Source data >>
--- START ---
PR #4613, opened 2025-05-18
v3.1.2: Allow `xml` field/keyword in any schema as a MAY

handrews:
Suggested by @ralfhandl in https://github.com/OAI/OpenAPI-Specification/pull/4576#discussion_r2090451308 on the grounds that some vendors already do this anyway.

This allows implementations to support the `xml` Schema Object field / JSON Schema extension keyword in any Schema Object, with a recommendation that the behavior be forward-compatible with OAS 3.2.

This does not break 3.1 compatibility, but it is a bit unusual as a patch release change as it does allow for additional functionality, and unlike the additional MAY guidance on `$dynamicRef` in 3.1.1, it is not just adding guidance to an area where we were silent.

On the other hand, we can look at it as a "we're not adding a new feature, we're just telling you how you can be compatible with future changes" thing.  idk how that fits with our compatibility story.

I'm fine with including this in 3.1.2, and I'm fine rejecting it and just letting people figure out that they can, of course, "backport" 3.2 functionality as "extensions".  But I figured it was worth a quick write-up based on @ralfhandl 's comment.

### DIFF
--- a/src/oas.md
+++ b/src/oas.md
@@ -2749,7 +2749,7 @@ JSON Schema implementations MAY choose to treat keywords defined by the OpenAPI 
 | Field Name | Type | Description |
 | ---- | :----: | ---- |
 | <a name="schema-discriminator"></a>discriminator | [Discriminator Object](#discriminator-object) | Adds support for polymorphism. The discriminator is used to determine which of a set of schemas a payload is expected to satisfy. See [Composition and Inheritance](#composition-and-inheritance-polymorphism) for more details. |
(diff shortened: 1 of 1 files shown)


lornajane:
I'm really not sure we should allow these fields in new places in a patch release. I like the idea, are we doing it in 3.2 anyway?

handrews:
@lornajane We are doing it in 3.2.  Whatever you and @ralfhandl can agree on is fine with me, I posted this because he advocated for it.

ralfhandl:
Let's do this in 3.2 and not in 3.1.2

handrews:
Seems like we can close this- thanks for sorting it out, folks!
--- END ---
--- START ---
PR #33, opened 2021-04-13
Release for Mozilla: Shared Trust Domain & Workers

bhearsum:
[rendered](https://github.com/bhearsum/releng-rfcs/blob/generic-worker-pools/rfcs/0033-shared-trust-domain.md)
--- END ---
--- START ---
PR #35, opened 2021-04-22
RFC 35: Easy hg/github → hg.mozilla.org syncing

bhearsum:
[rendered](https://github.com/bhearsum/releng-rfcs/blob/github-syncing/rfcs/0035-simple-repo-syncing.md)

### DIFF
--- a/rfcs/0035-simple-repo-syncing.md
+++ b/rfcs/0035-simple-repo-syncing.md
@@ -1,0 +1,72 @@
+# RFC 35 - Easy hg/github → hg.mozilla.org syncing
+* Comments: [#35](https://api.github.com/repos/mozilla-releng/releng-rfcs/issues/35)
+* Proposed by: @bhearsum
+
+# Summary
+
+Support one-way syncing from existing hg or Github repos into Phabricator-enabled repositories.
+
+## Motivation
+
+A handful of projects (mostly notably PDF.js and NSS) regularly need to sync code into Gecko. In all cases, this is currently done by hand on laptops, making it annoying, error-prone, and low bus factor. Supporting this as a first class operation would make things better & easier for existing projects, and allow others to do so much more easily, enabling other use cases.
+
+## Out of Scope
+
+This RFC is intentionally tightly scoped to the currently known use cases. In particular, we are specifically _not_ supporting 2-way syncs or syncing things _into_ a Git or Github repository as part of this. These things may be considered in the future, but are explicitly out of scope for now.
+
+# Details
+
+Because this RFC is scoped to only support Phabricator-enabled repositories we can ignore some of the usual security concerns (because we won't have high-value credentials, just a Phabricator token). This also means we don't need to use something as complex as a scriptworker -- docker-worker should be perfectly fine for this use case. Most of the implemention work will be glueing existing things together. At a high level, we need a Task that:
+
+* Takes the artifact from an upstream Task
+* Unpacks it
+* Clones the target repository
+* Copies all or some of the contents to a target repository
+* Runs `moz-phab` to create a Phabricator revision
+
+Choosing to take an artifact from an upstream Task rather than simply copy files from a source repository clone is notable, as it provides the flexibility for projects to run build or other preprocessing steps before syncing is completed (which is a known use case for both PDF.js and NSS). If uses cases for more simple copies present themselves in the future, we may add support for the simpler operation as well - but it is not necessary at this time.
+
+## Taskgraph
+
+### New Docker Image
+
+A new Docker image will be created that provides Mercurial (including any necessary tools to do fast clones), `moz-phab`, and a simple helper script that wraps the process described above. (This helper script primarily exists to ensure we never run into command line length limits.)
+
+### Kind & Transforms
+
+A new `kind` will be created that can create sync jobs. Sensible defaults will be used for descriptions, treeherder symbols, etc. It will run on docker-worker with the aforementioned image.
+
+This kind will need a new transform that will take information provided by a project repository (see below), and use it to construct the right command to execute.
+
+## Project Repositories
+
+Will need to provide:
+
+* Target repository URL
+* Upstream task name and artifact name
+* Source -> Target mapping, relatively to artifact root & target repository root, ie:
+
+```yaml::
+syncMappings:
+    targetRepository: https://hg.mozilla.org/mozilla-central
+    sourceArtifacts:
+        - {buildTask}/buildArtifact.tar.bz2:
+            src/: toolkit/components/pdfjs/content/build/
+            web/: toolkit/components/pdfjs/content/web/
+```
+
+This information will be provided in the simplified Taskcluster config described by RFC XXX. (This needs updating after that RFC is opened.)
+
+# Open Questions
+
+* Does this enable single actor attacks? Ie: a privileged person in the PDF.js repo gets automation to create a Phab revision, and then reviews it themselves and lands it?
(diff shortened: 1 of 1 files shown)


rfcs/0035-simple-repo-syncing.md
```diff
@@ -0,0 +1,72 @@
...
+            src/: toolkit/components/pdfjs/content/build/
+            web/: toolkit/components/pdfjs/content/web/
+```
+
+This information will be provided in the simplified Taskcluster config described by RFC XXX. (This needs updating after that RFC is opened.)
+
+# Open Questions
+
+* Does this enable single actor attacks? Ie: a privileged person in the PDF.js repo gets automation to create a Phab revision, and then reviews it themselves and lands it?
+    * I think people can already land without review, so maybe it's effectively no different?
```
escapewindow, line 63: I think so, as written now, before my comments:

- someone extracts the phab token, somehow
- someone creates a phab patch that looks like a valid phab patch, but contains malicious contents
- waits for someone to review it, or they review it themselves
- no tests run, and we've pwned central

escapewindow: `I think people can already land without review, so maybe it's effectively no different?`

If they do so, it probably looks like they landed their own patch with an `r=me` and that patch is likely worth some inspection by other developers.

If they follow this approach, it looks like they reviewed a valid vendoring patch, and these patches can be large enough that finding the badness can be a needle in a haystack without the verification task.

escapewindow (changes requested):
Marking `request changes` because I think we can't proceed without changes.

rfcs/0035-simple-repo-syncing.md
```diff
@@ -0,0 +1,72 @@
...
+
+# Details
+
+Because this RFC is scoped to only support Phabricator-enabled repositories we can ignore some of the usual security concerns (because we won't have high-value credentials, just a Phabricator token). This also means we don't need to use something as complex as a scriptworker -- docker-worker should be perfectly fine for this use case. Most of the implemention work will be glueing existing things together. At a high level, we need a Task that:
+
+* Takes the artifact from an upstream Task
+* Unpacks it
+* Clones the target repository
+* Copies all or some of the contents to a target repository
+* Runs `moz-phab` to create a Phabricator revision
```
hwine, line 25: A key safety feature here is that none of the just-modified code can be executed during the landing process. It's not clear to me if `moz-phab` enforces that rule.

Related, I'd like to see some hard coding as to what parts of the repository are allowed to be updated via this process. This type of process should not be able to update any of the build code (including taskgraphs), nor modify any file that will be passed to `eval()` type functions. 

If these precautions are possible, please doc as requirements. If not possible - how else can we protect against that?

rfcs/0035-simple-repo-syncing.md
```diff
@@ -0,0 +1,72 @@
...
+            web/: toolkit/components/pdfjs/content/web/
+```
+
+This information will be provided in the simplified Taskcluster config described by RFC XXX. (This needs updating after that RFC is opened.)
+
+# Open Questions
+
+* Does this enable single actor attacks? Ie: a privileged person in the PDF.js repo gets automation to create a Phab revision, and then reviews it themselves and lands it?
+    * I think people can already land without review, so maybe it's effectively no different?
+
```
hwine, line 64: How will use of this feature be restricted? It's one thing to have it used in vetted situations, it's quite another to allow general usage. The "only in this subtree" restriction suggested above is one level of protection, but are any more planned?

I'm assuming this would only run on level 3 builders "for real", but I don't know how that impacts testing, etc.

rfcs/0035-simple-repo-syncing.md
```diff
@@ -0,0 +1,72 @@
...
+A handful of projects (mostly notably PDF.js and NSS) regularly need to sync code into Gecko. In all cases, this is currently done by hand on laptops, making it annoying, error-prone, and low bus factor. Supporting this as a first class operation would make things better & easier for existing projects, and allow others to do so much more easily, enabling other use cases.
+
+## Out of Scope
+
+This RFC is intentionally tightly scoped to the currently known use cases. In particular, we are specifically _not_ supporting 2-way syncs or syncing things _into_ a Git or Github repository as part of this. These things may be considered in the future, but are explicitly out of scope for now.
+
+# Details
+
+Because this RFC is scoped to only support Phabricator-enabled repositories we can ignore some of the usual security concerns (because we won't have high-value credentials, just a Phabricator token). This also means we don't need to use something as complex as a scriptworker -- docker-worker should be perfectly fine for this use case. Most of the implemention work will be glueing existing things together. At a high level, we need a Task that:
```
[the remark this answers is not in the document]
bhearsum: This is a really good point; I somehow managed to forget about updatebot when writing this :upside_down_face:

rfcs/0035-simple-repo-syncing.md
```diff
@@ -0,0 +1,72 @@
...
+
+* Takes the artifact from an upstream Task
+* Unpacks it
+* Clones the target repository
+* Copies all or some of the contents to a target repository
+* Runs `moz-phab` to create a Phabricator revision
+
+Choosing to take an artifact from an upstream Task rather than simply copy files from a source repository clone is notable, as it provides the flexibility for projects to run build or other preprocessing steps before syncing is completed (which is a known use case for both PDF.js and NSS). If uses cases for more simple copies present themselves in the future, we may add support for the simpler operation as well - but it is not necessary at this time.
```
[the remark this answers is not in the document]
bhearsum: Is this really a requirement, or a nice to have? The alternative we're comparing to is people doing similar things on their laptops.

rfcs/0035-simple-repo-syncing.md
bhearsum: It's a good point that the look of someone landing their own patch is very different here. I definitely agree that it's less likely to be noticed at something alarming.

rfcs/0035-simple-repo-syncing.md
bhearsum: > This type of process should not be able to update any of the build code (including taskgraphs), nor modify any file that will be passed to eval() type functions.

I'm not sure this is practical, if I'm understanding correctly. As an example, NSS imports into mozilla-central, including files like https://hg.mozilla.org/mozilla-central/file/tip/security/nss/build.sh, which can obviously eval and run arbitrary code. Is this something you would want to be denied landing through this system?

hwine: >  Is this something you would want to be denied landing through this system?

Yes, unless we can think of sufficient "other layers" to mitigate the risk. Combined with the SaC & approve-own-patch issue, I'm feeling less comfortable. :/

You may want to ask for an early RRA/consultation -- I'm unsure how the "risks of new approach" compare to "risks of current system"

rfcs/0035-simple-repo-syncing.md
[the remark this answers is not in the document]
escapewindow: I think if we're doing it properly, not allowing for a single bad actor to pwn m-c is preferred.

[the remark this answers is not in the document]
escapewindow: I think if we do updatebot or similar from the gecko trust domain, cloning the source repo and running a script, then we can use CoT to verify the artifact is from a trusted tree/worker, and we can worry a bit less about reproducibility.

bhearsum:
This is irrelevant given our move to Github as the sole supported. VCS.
--- END ---
What is required >> What is needed is a single figure, the number of lines in the entries above that contain "landing".

Result of this task >> 4